Another interesting paper was by Sally Hunt who examined corpora of articles about sex work in two South African newspapers, focussing on the period when SA hosted the World Cup. She found that while there was a more balanced set of representations of sex workers than expected, they were still largely represented as immoral and criminalised for their actions while the agency of their clients was largely obscured. Sally is a lecturer at Rhodes University, Grahamstown, and has recently completed the construction of a 1 million word South African corpus, using the Brown family sampling frame.

During the workshop that I hosted at the university I got participants to use AntConc to examine a small corpus of recent newspaper articles about feminists, and a number of interesting patterns emerged from the analyses of concordances and collocates that took place. For example, a representation of feminists as war-mongers or vocally annoying/fierce e.g. shrill, strident etc was very prevalent and perhaps expected, although we were surprised to see a sub-set of words which related feminists to Islam like feminist Taleban and feminist fatwas (killing two ideological birds with one stone). Additionally, it was interesting to see how these negative discourses shouldn’t always be taken at face value. They were sometimes quoted in order to be critical of them, although it was often only with expanded concordance lines that this could be seen. In all, a productive week, and it was good to meet so many people who were interested in finding out more about corpus linguistics.
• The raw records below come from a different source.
PR #21, opened 2020-10-14
Wish endpoint POC

mickmister:
#### Summary

In this PR, the user must pass in the app id in the call requests context. The request is then forwarded to the specified app.

#### Ticket Link

https://mattermost.atlassian.net/browse/MM-29650

### DIFF
--- a/server/apps/client.go
+++ b/server/apps/client.go
@@ -8,6 +8,7 @@ import (
 	"io"
 	"net/http"
 	"path"
+	"strings"
 	"time"
 
 	"github.com/dgrijalva/jwt-go"
@@ -41,7 +42,16 @@ func (s *Service) PostWish(call Call) (*CallResponse, error) {
 	if err != nil {
 		return nil, err
 	}
-	resp, err := s.post(app, call.Data.Context.ActingUserID, call.Wish.URL, call.Data)
+
+	url := call.Wish.URL
+	if !strings.HasPrefix(url, "https://") && !strings.HasPrefix(url, "http://") {
+		if !strings.HasPrefix(url, "/") {
+			url += "/"
+		}
+		url = app.Manifest.RootURL + url
+	}
+
+	resp, err := s.post(app, call.Data.Context.ActingUserID, url, call.Data)
 	if err != nil {
 		return nil, err
 	}
--- a/server/http/wish/wish.go
+++ b/server/http/wish/wish.go
@@ -1,0 +1,96 @@
+package wish
+
+import (
+	"encoding/json"
+	"net/http"
+
+	"github.com/gorilla/mux"
+	"github.com/pkg/errors"
+
+	"github.com/mattermost/mattermost-plugin-apps/server/apps"
+	"github.com/mattermost/mattermost-plugin-apps/server/constants"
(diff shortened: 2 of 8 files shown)


server/apps/client.go
```diff
@@ -41,7 +42,16 @@ func (s *Service) PostWish(call Call) (*CallResponse, error) {
...
 		return nil, err
 	}
-	resp, err := s.post(app, call.Data.Context.ActingUserID, call.Wish.URL, call.Data)
+
+	url := call.Wish.URL
+	if !strings.HasPrefix(url, "https://") && !strings.HasPrefix(url, "http://") {
+		if !strings.HasPrefix(url, "/") {
+			url += "/"
+		}
+		url = app.Manifest.RootURL + url
```
mickmister, line 51: If the url passed in is a relative URL, we must mount it onto the app's root URL

server/http/wish/wish.go
```diff
@@ -0,0 +1,96 @@
...
+	w := wish{
+		apps: apps,
+	}
+
+	subrouter := router.PathPrefix(constants.WishPath).Subrouter()
+	subrouter.HandleFunc("", w.handleWish).Methods("POST")
+}
+
+func (wish *wish) verifyCallContext(actingUserID string, ctx apps.CallContext) error {
+	if ctx.ChannelID == "" {
```
larkox, line 29: A channel ID is not always needed IMO. For example, a element on the main menu is not associated to any channel.

server/http/wish/wish.go
```diff
@@ -0,0 +1,96 @@
...
+
+func (wish *wish) handleWish(w http.ResponseWriter, req *http.Request) {
+	var err error
+
+	call := apps.Call{}
+	defer req.Body.Close()
+
+	err = json.NewDecoder(req.Body).Decode(&call)
+	if err != nil {
+		err = errors.Wrap(err, "Failed to unmarshal Call struct")
```
larkox, line 50: As a go standard, errors should not start with uppercase.

larkox (approved):
In general looks good to me. I will adapt my implementation to fit this.

server/http/wish/wish.go
mickmister: @larkox It's likely not needed in the case of the main menu but we still have it available to provide in all cases, and it allows us to know what team they're currently viewing, may not be needed for a given request either of course. I think it's better to provide as much information as possible (like the channel id) for all calls, especially when it's not expensive.

larkox: My worry is that since here we are requiring it, if we are in some context that does not make sense having one (the backstage for example, if we ever use it), it will create problems. I am all in for if we have a channelID, to check if we are part of that channel, but not requiring the channelID to be different to "".

levb:
Absorbed into #23

server/apps/client.go
mickmister: @levb I see this fix didn't make it into master. I also realized that I have a typo here, as it should have been `url = "/" + url`

How do we handle the case when a relative URL is used in the `call.FormURL`?

levb:
@mickmister RE: relative URLs. 1/5 we stick with FQ URLs for now, and consider shortcuts once we reach a bit more stability. Is there a use case that requires relative URLs presently?

PR #1479, opened 2021-04-12
[cinder-csi-plugin] Check volume status in createVolume

ramineni:
This commit makes sure volume status to be avaiable before returning from createVolume .
It avoids failure at later stage of controllerPublishVolume

fixes #

**Release note**:

```release-note
NONE
```

### DIFF
--- a/pkg/csi/cinder/controllerserver.go
+++ b/pkg/csi/cinder/controllerserver.go
@@ -136,6 +136,16 @@ func (cs *controllerServer) CreateVolume(ctx context.Context, req *csi.CreateVol
 
 	}
 
+	// Wait for volume status to be Available
+	if vol.Status != openstack.VolumeAvailableStatus {
+		targetStatus := []string{openstack.VolumeAvailableStatus}
+		err := cloud.WaitVolumeTargetStatus(vol.ID, targetStatus)
+		if err != nil {
+			klog.Errorf("[CreateVolume] Target volume status is not 'Available': %v", err.Error())
+			return nil, status.Errorf(codes.Internal, err.Error())
+		}
+	}
+
 	klog.V(4).Infof("CreateVolume: Successfully created volume %s in Availability Zone: %s of size %d GiB", vol.ID, vol.AvailabilityZone, vol.Size)
 
 	return getCreateVolumeResponse(vol, ignoreVolumeAZ, req.GetAccessibilityRequirements()), nil
--- a/pkg/csi/cinder/controllerserver_test.go
+++ b/pkg/csi/cinder/controllerserver_test.go
@@ -47,8 +47,8 @@ func TestCreateVolume(t *testing.T) {
 	properties := map[string]string{"cinder.csi.openstack.org/cluster": FakeCluster}
 	// CreateVolume(name string, size int, vtype, availability string, snapshotID string, tags *map[string]string) (string, string, int, error)
 	osmock.On("CreateVolume", FakeVolName, mock.AnythingOfType("int"), FakeVolType, FakeAvailability, "", "", &properties).Return(&FakeVol, nil)
-
 	osmock.On("GetVolumesByName", FakeVolName).Return(FakeVolListEmpty, nil)
+	osmock.On("WaitVolumeTargetStatus", FakeVolID, []string{"available"}).Return(nil)
 	// Init assert
 	assert := assert.New(t)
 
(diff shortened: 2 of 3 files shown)


pkg/csi/cinder/controllerserver.go
```diff
@@ -136,6 +136,16 @@ func (cs *controllerServer) CreateVolume(ctx context.Context, req *csi.CreateVol
 
 	}
 
+	// Wait for volume status to be Available
+	if vol.Status != openstack.VolumeAvailableStatus {
+		targetStatus := []string{openstack.VolumeAvailableStatus}
+		err := cloud.WaitVolumeTargetStatus(vol.ID, targetStatus)
+		if err != nil {
+			klog.Errorf("[CreateVolume] Target volume status is not 'Available': %v", err.Error())
+			return nil, status.Errorf(codes.Internal, err.Error())
```
chrigl, line 145: Any chance of leaking volumes here? Like... when it results in `error_something` we don't pass back the volume_id and thus kubernetes doesn't know about the volume and deletion (from k8s) won't be possible.

jichenjc: create should only results in `error` considering ("error", "error_extending", "error_deleting") as error status
per https://docs.openstack.org/api-ref/block-storage/v3/index.html

so if k8s has revert mechanism it should be reasonable to return that info about the volume ID

chrigl: When I am thinking about it... This might leak volumes that end up in `error_X`... But when a volume is in error state, there is nothing an OpenStack User (not admin) can do about it. So there is nothing we can do about at this point.

ramineni: @chrigl right, there is definitely, volume leak. And also I suppose it retries when it fails I guess (need to confirm this again). I was wondering before , delete volumes is the right thing to do upon error here or not as someone needs to check backend what is the issue , when volume goes to error state . So I couldnt decide upon delete here or leave up to admin.

>> But when a volume is in error state, there is nothing an OpenStack User (not admin) can do about it.
Oh, from the API ref , I couldnt make out its admin only operation. https://docs.openstack.org/api-ref/block-storage/v3/?expanded=delete-a-volume-detail#delete-a-volume
then rules out we could delete in all cases. Then just report back error is what we can do I suppose.

mdbooth: I don't see any special handling in cinder for delete of volumes in an error state, and the only policy check is volume:delete, which defaults to admin_or_owner. Not only that, 'error' is explicitly in the list of permitted volume statuses for delete.

IOW I expect volume delete on an error volume to succeed for the volume owner if the backend is able to delete it. If the backend can't delete it, there's nothing additional an admin can do through the api. An admin can force delete, but that just permits deleting volumes in intermediate states, so it has no effect if the volume is already in error.

mdbooth: Rest API only checks policy for force:
https://opendev.org/openstack/cinder/src/commit/c12375fec6c005ba8d7e14d6f94612e7f5e66dd2/cinder/api/v3/volumes.py#L54-L81

Backend only checks DELETE_POLICY:

https://opendev.org/openstack/cinder/src/commit/c12375fec6c005ba8d7e14d6f94612e7f5e66dd2/cinder/volume/api.py#L392

Backend permits deleting volume with status 'error' in all cases, and doesn't check status at all if force was given:

https://opendev.org/openstack/cinder/src/commit/c12375fec6c005ba8d7e14d6f94612e7f5e66dd2/cinder/volume/api.py#L451-L454

lingxiankong:
@ramineni what particular problem are you trying to fix? Personally I think rather than waiting for volume available after creation, we could check volume status in other operations.

ramineni:
> @ramineni what particular problem are you trying to fix? Personally I think rather than waiting for volume available after creation, we could check volume status in other operations.

@lingxiankong we have many failures recently in e2e , where attach operation fails , when looked into root cause , the problem is volume itself not created properly , its in error state.(which from logs is not evident properly) So I believe erroring out early in createVolume stage would be better , so that admin needs to check what is the issue and also gives more apt error message where the issue is.

lingxiankong:
(continue the discussion in the code)

pkg/csi/cinder/controllerserver.go
lingxiankong: > @lingxiankong we have many failures recently in e2e , where attach operation fails , when looked into root cause , the problem is volume itself not created properly , its in error state.(which from logs is not evident properly) So I believe erroring out early in createVolume stage would be better , so that admin needs to check what is the issue and also gives more apt error message where the issue is.

@ramineni but like @chrigl said, erroring out early will lead to orphan volumes in openstack cinder. What I suggest is to check volume status in other functions so that from a Kubernetes users' point of view, they have the chance to delete the PVC (and so the error status volume could be deleted as well). What do you think?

Keynote at the House of Lords

On 17th October 2013 I spent the afternoon at the House of Lords, giving a keynote for the British Federation of Women Graduates (BFWG). Founded in 1907, BFWG has been providing scholarships for women in their final year of degree study since 1912, and it regularly makes awards from its charity to women graduates undertaking postgraduate study and research. BFWG is committed to promoting women’s opportunities in education and public life; fostering local, national, and international friendships; and improving the lives of women and girls worldwide. As such, it was a great honour to be asked by this wonderful organisation to give a keynote at their annual House of Lords seminar, sponsored by Baroness Randerson of Roath Park. Each year the seminar has a theme, and this year’s was, “A woman’s right to know”. The three invited speakers were:

Dr Shuruq Naguib (Lancaster University): “Muslim women: Gender and religious authority”. This talk discussed how women are represented in the Qu’ran and in Islamic thought throughout history.

Sian West (University of Kent): “Restorative justice: Does it work?” This talk considered the benefits of restorative justice and the role of women as victims or perpetrators in the social context in which they find themselves.

Dr Claire Hardaker (Lancaster University): “Meaning and meanness: Disconnecting the online threat from the offline reality”. In this talk, I covered four major areas: (1) What does the term trolling mean? (2) What motivations seem to prompt individuals to troll? (3) How is trolling carried out? And (4) How do those who troll “rationalise” their behaviour? (The slides for this talk can be accessed here.)

My many thanks to BFWG President Jenny Morley, to Vice-President Gabrielle Suff, to The Baroness Randerson, and to all the guests and attendees who made my visit especially warm, friendly, and hospitable. (Pictures of the seminar and lunch can be found here.)